DATA PROVIDED Block Start

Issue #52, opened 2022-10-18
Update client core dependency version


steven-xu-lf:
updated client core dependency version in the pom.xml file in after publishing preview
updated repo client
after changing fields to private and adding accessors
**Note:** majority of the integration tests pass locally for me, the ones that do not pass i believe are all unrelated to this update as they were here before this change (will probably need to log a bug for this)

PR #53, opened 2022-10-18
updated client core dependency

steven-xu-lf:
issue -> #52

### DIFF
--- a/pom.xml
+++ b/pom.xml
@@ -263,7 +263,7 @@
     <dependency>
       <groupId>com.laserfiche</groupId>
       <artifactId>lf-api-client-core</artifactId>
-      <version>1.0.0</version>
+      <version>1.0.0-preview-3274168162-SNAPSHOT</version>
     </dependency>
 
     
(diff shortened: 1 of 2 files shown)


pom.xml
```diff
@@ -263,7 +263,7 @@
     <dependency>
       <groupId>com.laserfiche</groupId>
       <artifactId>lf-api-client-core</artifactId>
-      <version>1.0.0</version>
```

DATA PROVIDED Block End
DATA PROVIDED Block Start

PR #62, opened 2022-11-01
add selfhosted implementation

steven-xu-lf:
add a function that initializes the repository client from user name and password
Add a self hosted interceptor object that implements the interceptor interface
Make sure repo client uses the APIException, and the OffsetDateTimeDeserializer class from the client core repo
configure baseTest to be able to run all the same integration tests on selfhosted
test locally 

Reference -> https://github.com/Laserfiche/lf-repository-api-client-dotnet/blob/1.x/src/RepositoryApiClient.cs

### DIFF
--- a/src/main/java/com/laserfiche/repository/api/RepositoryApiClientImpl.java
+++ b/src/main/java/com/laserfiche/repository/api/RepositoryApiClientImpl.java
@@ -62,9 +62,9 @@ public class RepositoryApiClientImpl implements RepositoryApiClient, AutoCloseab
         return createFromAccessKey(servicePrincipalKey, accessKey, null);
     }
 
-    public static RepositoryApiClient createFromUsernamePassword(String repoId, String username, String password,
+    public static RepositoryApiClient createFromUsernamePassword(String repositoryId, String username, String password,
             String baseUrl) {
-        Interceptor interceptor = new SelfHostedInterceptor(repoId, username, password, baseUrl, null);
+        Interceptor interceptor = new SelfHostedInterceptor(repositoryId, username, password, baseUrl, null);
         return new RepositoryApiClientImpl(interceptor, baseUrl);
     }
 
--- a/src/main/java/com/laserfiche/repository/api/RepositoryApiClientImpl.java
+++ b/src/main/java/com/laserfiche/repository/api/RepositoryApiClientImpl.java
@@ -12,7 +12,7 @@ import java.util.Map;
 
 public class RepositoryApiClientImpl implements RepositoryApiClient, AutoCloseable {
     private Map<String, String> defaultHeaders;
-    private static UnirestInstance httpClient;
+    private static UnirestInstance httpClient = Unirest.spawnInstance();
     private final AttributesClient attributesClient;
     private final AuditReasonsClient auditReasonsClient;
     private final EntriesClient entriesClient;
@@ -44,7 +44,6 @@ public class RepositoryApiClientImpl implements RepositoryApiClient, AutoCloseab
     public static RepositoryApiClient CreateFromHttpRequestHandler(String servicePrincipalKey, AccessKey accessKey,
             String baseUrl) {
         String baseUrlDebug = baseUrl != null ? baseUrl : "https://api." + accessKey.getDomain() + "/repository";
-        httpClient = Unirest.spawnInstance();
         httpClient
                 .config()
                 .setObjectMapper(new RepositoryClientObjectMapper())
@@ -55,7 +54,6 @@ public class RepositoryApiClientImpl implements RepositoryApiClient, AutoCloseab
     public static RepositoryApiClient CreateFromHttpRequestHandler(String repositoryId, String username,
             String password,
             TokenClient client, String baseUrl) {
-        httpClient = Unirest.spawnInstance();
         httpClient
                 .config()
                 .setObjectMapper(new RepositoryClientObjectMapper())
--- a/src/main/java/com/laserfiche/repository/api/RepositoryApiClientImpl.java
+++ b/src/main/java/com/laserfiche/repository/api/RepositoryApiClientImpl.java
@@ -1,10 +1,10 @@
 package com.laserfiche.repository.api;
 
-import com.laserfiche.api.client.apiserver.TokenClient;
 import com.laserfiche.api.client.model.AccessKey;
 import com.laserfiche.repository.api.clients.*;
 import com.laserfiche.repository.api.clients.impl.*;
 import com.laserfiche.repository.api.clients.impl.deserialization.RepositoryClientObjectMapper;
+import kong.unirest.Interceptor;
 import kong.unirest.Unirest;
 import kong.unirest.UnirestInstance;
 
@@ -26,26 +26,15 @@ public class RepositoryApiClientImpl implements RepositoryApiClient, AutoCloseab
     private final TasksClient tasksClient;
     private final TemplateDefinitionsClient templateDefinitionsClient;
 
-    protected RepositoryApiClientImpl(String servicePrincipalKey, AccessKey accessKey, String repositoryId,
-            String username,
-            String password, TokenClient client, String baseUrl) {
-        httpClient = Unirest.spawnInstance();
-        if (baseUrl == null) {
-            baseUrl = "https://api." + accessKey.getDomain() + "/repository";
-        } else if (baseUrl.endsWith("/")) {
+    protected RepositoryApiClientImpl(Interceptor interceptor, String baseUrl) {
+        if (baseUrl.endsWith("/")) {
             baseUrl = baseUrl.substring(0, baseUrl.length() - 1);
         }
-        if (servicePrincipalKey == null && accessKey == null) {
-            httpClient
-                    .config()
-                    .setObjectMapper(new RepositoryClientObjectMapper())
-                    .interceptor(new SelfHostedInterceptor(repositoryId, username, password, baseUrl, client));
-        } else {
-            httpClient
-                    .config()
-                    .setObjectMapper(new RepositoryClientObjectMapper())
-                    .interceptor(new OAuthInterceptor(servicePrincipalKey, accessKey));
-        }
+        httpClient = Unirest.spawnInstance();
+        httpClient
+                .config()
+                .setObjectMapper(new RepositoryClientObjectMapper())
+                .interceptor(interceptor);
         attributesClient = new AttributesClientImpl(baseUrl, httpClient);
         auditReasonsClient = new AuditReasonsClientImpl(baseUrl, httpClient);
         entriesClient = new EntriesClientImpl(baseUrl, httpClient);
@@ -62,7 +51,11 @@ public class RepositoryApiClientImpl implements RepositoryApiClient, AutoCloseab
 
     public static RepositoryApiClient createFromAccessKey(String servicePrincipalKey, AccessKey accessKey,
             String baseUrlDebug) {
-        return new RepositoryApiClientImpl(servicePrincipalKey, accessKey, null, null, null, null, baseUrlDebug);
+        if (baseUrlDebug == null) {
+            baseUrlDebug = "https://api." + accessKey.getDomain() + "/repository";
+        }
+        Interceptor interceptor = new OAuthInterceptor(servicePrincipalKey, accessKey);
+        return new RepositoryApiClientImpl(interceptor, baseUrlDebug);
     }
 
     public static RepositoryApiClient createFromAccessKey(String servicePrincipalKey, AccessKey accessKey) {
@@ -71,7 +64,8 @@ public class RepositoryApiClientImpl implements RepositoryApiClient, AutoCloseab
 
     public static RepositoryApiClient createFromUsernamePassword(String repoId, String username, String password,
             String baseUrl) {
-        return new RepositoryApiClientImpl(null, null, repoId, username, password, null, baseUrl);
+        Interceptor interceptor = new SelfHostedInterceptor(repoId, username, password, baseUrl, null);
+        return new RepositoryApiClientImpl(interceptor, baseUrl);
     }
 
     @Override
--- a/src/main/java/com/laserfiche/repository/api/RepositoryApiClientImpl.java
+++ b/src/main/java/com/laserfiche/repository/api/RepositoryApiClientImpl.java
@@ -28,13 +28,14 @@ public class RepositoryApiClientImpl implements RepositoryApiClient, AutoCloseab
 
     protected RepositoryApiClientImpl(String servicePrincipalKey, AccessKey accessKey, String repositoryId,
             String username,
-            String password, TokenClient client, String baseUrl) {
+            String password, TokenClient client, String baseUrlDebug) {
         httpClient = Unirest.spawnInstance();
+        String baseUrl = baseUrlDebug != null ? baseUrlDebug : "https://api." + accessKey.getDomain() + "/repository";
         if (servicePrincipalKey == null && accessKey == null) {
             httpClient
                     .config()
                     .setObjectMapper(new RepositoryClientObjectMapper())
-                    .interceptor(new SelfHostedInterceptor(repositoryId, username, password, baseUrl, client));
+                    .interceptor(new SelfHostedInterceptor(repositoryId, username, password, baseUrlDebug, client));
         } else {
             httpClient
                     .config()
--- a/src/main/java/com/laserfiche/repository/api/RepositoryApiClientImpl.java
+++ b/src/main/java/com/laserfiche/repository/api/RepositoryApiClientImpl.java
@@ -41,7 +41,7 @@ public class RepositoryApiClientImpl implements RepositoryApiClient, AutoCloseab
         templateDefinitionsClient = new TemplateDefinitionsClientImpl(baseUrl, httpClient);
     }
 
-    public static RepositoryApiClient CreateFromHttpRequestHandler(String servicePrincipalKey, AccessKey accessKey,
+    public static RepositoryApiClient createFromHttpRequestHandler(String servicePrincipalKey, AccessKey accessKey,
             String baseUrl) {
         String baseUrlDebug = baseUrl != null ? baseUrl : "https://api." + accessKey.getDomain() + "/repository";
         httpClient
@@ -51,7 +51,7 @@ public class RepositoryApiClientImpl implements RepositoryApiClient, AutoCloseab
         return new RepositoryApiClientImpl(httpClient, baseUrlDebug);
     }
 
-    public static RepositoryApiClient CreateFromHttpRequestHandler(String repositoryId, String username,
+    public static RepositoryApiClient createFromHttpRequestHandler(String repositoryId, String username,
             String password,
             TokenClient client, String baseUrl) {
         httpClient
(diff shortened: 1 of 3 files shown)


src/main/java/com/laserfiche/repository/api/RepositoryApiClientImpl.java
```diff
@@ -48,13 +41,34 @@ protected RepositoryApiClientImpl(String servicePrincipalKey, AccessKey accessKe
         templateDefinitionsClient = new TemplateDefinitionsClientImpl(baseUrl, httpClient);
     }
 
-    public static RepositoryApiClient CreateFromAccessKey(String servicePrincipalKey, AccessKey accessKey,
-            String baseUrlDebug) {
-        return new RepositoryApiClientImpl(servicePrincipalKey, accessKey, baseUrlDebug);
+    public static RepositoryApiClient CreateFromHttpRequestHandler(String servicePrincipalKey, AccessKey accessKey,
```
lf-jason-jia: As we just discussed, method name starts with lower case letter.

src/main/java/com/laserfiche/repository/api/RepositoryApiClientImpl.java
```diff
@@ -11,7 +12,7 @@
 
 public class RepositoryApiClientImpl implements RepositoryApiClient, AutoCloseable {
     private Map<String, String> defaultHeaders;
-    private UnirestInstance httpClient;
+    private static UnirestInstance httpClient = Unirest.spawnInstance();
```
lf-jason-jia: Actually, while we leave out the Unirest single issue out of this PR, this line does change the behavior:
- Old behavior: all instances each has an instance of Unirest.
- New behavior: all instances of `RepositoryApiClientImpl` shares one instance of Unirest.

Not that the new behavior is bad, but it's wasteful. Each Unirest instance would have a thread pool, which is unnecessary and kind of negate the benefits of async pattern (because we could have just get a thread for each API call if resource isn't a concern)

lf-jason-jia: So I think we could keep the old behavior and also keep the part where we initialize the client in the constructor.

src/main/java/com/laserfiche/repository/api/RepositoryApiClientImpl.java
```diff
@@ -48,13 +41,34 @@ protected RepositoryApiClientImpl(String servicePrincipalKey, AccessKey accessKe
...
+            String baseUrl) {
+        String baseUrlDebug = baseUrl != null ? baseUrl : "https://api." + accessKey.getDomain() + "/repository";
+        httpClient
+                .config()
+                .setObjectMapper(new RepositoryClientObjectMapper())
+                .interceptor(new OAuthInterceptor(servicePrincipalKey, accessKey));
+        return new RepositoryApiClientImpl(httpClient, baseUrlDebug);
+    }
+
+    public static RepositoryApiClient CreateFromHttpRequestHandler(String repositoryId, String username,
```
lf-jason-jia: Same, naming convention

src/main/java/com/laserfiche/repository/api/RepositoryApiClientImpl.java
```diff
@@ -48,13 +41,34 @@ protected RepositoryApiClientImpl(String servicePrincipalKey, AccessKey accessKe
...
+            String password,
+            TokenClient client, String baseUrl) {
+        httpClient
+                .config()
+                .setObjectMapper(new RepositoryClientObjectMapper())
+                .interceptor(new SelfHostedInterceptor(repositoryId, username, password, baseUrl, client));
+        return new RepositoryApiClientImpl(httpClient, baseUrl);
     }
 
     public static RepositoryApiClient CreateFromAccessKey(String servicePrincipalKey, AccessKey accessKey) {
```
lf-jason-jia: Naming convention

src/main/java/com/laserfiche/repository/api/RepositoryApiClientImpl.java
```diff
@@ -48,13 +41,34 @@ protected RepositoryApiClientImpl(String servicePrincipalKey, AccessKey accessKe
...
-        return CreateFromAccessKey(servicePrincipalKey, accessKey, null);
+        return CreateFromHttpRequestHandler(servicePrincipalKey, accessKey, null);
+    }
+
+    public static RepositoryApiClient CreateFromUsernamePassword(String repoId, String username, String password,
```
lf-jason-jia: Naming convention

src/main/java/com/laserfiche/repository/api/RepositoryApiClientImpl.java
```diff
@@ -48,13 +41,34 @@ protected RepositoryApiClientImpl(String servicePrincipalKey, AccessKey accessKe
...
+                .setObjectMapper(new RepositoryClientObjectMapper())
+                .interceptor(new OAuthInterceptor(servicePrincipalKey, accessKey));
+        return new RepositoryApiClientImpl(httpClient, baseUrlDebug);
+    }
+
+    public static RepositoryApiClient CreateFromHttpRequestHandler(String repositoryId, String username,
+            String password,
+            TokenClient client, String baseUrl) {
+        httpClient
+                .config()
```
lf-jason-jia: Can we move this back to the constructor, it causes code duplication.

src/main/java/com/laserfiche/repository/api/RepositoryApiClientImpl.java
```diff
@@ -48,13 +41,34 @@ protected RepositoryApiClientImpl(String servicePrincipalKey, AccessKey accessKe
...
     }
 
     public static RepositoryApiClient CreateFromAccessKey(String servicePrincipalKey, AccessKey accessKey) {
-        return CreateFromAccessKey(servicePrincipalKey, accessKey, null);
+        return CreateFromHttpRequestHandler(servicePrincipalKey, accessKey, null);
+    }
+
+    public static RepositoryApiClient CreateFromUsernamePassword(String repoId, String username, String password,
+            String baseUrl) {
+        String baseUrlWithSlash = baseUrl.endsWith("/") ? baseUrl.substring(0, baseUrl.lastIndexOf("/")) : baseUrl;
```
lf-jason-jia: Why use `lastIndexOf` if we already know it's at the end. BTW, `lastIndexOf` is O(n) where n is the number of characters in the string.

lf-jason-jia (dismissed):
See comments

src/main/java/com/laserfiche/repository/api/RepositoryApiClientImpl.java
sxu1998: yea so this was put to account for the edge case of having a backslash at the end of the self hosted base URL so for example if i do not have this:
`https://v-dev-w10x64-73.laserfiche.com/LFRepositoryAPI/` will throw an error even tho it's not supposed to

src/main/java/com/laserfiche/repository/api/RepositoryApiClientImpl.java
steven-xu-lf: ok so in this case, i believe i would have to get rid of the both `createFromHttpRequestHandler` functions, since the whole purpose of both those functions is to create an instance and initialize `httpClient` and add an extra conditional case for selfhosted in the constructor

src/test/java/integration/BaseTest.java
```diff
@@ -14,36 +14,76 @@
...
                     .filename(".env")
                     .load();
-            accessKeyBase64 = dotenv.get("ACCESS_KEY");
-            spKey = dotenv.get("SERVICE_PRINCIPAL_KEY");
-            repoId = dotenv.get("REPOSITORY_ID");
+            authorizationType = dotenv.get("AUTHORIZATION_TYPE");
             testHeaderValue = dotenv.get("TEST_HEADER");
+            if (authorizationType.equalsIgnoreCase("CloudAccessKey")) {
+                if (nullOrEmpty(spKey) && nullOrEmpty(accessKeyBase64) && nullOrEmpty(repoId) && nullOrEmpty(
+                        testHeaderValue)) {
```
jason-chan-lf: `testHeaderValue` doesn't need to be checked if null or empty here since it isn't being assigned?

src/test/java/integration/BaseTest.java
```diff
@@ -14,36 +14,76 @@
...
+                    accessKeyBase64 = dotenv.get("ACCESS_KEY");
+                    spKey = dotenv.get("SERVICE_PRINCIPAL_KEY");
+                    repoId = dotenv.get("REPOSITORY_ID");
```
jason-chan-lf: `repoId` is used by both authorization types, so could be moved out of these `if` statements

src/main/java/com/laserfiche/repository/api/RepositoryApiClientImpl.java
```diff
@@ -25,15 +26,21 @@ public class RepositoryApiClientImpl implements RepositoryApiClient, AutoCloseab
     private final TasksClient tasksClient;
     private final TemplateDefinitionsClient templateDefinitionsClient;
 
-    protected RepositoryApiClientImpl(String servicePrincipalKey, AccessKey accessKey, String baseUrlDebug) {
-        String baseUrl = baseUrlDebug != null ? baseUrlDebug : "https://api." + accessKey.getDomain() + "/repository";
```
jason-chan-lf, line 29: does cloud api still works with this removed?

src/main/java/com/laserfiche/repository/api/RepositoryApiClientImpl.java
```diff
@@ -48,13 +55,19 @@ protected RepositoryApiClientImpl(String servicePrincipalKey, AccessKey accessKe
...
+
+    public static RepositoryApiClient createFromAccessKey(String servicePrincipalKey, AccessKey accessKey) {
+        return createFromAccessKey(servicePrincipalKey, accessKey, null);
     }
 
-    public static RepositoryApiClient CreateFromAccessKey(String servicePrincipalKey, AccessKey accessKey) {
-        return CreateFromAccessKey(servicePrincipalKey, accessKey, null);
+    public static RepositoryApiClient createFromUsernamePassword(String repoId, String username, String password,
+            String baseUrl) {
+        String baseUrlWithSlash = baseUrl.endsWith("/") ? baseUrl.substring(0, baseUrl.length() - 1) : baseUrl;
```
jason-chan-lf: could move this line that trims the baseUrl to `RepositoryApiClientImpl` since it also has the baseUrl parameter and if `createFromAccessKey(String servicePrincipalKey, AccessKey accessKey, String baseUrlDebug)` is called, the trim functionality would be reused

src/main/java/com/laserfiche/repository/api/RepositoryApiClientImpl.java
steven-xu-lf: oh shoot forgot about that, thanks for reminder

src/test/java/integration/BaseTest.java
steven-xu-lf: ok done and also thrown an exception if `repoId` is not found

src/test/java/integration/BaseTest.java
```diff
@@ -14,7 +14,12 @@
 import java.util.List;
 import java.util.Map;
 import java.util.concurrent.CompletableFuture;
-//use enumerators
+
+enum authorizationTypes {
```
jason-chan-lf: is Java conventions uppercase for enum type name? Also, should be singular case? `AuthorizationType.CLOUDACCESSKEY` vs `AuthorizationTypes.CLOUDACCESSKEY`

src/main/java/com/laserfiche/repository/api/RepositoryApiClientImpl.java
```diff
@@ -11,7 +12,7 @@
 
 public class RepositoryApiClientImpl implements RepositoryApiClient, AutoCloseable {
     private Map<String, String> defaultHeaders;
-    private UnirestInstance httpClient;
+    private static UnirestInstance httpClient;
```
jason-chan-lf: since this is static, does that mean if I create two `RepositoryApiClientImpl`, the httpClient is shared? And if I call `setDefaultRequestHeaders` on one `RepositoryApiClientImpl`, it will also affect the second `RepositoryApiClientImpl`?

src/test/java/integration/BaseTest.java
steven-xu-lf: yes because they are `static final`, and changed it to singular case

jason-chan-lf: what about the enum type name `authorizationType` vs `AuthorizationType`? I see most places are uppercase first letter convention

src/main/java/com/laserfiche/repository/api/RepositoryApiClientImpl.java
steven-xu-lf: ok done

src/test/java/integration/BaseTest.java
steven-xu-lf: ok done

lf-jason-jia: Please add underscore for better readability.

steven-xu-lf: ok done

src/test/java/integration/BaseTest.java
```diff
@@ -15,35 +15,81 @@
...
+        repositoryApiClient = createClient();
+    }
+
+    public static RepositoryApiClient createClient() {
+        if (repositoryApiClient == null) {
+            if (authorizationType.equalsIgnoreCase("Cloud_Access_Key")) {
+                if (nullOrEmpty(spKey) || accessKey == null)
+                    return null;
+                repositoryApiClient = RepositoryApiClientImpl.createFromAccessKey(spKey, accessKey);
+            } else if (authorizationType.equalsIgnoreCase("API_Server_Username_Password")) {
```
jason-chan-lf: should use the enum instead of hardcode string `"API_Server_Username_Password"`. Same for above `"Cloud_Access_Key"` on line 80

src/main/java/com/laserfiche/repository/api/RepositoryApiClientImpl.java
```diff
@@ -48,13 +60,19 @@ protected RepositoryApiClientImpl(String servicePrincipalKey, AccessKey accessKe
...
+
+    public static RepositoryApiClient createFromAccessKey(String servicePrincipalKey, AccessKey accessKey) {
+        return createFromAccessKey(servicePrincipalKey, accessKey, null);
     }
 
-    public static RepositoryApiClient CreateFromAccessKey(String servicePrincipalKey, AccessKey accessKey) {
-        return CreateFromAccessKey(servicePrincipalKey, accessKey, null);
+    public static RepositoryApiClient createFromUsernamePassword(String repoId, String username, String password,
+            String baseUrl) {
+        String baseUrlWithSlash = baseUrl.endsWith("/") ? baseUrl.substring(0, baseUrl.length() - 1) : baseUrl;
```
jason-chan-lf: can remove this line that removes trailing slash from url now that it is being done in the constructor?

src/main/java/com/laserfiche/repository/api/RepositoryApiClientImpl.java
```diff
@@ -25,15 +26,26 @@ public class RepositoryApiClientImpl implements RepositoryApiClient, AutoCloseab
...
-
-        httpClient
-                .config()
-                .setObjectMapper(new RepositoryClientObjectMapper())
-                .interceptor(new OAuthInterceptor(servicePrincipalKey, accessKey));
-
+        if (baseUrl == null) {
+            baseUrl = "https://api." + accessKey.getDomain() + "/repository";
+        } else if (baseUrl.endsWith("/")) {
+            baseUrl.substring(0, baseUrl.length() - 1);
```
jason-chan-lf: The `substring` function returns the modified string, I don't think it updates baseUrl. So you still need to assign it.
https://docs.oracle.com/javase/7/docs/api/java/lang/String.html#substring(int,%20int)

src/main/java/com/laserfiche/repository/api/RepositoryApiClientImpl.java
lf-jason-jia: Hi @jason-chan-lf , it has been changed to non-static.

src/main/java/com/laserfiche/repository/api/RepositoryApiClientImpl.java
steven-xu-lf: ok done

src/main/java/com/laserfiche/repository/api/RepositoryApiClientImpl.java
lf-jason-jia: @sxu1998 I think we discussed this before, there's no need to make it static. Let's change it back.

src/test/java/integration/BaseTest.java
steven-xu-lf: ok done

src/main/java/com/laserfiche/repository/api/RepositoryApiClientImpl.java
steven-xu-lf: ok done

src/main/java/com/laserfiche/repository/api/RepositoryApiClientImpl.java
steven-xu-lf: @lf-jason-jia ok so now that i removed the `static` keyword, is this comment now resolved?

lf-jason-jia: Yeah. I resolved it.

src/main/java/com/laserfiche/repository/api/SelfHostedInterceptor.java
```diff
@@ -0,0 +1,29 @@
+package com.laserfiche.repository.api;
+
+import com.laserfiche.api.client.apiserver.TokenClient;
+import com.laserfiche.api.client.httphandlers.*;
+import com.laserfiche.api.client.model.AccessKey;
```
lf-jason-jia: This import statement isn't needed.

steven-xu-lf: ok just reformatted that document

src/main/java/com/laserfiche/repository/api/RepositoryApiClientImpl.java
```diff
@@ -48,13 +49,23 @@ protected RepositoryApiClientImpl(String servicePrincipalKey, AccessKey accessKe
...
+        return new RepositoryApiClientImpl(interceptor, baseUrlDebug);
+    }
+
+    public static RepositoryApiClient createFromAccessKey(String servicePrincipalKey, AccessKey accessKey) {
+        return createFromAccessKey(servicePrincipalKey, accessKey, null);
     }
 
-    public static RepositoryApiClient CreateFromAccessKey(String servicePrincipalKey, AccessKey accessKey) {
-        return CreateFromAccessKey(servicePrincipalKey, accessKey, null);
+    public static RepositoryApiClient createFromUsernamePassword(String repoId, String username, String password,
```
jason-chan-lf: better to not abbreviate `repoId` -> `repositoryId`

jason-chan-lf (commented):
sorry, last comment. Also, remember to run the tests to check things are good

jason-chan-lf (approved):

DATA PROVIDED Block End

### EXERCISE:
Counting every line that holds the string "will", give the total for the data above and nothing else.

### TASK SOLUTION:
3